__PROVIDED RECORDS__
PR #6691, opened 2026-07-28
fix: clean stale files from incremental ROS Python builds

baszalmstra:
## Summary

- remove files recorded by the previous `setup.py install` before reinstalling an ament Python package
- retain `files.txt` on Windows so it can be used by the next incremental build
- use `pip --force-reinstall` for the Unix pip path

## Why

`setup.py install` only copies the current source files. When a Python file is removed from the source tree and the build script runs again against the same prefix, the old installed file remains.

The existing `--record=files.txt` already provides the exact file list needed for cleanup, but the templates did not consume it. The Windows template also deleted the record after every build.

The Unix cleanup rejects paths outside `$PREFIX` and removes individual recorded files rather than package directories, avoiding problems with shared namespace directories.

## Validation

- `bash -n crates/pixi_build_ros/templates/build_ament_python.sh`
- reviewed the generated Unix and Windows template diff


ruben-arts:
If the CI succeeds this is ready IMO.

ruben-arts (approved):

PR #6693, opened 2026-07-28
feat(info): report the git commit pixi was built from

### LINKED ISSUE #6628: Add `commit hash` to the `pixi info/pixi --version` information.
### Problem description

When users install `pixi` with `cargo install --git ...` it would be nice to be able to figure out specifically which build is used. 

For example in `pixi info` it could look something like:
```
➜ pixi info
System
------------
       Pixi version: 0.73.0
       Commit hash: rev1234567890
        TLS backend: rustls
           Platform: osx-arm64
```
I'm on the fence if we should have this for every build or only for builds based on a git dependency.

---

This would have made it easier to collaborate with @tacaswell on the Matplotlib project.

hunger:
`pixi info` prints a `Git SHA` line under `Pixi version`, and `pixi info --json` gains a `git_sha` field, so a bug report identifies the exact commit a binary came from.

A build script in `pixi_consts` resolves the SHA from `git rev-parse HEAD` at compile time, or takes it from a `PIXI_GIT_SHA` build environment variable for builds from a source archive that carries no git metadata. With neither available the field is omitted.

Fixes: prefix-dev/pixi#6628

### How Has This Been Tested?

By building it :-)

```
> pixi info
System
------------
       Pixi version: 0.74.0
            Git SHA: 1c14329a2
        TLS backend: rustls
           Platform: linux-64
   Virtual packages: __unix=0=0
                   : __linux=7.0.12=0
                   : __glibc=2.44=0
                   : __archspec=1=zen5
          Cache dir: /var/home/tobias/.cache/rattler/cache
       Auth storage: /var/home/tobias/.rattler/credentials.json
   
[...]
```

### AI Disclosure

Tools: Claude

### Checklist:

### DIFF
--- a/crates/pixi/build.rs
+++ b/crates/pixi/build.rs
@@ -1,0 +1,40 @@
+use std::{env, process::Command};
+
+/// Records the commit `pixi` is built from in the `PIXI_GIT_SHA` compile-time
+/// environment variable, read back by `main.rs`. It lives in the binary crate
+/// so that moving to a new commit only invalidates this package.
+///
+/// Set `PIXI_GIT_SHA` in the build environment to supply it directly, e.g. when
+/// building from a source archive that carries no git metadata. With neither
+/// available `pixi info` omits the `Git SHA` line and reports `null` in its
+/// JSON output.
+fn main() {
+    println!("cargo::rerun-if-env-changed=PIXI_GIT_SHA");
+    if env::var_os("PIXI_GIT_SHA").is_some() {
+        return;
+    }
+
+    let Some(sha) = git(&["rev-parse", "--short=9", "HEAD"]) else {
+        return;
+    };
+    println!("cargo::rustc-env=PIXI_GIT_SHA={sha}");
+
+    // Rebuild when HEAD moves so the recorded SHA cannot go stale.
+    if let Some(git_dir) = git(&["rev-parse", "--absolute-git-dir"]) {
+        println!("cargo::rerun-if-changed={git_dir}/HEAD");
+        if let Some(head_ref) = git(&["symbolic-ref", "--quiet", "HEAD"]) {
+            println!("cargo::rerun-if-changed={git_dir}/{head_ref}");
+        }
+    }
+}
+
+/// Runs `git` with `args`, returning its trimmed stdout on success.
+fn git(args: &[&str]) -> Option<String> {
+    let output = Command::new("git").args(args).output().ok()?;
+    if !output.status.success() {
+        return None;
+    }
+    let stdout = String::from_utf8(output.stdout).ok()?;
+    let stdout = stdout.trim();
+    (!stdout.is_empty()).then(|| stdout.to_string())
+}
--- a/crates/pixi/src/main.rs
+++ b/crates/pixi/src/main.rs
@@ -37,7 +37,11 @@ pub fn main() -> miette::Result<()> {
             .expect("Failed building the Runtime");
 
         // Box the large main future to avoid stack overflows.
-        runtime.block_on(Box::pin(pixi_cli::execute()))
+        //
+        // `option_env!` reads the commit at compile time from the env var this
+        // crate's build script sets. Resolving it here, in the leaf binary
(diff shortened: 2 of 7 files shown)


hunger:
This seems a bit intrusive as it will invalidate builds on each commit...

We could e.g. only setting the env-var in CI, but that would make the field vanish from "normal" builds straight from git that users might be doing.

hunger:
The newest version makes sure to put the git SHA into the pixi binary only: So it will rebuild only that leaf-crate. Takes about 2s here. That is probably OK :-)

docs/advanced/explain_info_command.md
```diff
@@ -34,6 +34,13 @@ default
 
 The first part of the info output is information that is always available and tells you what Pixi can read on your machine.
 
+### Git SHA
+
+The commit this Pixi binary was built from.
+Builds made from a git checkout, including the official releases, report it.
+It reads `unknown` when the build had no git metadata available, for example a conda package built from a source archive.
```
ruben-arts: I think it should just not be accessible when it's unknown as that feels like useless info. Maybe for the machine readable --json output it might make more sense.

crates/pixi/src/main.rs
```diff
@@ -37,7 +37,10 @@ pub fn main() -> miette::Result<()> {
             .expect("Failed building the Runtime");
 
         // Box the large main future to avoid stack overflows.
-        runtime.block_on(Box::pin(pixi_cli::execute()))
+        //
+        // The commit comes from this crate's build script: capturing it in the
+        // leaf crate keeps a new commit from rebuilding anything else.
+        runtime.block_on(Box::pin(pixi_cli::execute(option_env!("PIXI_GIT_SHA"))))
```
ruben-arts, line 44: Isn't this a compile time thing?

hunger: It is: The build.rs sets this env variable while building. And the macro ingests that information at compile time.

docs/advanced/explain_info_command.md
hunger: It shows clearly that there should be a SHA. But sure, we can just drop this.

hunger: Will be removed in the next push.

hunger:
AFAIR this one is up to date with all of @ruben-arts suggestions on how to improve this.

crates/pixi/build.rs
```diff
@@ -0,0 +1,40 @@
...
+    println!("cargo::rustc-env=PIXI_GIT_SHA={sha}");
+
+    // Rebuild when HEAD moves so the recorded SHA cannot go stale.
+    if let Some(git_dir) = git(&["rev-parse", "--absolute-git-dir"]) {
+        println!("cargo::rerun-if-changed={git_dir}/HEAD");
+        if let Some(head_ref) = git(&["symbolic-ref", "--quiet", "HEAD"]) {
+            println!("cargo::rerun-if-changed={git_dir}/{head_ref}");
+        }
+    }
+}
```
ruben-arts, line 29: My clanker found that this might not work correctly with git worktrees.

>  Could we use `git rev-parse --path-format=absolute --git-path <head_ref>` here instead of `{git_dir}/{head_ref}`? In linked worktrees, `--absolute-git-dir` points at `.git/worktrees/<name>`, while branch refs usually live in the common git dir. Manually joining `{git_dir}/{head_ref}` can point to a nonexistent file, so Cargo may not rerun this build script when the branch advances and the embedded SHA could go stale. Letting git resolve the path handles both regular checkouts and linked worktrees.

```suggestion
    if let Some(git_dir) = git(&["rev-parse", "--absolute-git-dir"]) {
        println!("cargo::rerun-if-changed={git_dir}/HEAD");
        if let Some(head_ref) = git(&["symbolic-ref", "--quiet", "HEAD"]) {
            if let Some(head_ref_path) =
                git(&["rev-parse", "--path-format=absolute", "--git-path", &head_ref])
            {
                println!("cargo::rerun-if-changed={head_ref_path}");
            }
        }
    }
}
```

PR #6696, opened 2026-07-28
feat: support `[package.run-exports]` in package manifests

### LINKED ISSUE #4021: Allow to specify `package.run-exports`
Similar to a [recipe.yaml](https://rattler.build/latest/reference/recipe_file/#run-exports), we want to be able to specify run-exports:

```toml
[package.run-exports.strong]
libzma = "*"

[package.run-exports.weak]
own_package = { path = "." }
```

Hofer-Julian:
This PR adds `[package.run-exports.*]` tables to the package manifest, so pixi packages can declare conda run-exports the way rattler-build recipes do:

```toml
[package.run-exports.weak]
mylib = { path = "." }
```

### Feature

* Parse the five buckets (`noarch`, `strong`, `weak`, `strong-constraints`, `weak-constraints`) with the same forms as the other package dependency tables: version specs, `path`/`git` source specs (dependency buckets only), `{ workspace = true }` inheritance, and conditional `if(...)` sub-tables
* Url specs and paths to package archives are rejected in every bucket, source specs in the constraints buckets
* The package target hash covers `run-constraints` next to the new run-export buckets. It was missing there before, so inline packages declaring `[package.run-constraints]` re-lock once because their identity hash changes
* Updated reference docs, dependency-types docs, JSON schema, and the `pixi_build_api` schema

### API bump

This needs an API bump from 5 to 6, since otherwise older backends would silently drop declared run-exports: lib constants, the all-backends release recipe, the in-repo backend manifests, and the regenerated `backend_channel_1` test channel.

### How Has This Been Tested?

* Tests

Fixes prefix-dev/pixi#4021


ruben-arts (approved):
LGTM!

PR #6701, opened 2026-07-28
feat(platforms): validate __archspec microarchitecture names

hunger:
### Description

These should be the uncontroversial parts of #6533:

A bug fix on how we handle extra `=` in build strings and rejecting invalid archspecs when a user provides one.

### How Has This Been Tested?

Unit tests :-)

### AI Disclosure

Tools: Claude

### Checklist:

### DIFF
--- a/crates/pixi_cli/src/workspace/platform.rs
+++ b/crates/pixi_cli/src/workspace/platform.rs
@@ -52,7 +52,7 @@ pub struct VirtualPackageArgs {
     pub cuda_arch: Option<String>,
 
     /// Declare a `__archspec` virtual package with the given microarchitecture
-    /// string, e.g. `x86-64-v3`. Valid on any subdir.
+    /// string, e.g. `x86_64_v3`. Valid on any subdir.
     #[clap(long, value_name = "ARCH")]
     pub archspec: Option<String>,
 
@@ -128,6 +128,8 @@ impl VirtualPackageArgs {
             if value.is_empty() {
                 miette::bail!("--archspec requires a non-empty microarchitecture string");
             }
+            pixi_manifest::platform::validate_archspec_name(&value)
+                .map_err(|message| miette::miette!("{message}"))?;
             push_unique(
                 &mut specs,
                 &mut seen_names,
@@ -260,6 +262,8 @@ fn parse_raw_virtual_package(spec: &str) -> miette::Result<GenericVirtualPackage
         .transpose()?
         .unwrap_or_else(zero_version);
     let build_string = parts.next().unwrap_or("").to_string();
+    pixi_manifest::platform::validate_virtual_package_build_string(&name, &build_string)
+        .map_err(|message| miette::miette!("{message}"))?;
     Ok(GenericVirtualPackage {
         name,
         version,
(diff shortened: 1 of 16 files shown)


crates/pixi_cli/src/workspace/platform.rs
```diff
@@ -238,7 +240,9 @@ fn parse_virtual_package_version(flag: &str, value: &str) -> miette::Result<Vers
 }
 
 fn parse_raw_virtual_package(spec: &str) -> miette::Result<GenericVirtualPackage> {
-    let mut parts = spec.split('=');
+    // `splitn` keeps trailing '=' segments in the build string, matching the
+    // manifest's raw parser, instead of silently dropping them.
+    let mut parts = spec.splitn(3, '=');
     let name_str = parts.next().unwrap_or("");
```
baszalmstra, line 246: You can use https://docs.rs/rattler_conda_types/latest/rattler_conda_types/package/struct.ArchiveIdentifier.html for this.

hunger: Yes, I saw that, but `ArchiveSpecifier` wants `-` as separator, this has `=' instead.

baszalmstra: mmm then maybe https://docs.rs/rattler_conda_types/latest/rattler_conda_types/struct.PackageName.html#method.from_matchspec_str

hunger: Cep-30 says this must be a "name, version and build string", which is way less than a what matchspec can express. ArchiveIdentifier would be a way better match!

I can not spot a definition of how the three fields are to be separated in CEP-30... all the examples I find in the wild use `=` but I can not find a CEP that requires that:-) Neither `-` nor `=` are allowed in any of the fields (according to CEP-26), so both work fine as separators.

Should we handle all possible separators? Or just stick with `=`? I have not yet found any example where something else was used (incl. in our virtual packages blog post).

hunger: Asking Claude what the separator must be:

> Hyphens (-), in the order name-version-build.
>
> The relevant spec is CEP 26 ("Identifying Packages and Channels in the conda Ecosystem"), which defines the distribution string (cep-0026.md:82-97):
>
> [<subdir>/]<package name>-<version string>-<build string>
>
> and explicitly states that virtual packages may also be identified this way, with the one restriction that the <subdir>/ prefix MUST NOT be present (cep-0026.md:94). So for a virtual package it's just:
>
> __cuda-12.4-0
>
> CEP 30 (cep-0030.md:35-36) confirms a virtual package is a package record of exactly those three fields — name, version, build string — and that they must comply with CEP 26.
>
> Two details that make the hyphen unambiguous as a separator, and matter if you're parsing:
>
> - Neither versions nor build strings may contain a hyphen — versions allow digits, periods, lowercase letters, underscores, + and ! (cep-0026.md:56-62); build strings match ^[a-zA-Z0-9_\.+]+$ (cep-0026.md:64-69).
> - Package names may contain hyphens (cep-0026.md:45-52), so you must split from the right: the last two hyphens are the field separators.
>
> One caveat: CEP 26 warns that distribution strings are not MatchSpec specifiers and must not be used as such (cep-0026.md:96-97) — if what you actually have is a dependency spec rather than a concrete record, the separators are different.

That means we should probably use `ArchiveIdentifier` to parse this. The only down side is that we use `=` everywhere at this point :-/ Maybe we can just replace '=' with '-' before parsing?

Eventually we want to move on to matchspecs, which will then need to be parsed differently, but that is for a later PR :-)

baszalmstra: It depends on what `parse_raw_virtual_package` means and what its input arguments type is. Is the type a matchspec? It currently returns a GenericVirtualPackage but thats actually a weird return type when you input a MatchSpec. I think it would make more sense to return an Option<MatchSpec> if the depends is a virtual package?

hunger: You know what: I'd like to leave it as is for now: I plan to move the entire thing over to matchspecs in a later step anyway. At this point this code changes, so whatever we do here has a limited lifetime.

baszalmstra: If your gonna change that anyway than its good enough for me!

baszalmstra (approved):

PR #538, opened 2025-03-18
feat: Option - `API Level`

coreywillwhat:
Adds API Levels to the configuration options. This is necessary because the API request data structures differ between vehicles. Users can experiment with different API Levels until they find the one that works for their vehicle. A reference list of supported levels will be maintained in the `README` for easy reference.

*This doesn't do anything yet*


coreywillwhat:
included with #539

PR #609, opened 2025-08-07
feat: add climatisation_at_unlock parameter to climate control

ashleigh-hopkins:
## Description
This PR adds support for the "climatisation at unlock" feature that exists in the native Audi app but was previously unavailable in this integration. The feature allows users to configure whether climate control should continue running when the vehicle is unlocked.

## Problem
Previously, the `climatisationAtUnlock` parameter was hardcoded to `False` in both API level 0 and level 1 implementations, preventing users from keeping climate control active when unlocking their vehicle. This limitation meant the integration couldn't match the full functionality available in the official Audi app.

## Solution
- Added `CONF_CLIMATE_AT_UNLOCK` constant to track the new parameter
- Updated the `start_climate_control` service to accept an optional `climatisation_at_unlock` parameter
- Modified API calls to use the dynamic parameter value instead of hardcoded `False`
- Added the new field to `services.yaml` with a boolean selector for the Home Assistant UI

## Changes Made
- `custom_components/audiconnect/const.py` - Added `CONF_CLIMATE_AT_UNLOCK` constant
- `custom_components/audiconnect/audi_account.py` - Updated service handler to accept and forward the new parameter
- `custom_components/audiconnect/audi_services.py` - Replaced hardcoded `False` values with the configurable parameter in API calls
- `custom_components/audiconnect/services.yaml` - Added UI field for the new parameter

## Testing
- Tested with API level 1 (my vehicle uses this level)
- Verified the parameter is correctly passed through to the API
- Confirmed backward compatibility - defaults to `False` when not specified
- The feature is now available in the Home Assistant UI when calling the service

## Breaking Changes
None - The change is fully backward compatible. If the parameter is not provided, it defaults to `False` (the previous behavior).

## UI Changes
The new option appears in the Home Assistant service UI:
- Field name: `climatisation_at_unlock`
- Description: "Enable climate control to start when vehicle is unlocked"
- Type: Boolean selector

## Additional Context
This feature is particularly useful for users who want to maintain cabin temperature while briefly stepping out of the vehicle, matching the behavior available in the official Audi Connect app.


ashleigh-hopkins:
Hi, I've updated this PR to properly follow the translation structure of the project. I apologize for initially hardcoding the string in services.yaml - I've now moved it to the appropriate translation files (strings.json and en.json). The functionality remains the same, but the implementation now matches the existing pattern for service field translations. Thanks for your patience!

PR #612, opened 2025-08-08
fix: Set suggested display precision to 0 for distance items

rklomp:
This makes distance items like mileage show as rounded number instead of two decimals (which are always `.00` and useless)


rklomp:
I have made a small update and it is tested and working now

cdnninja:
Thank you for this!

__TO DO__
How many lines of the data contain the word "leaf"? Answer with the number alone.

__EXPECTED ANSWER__
3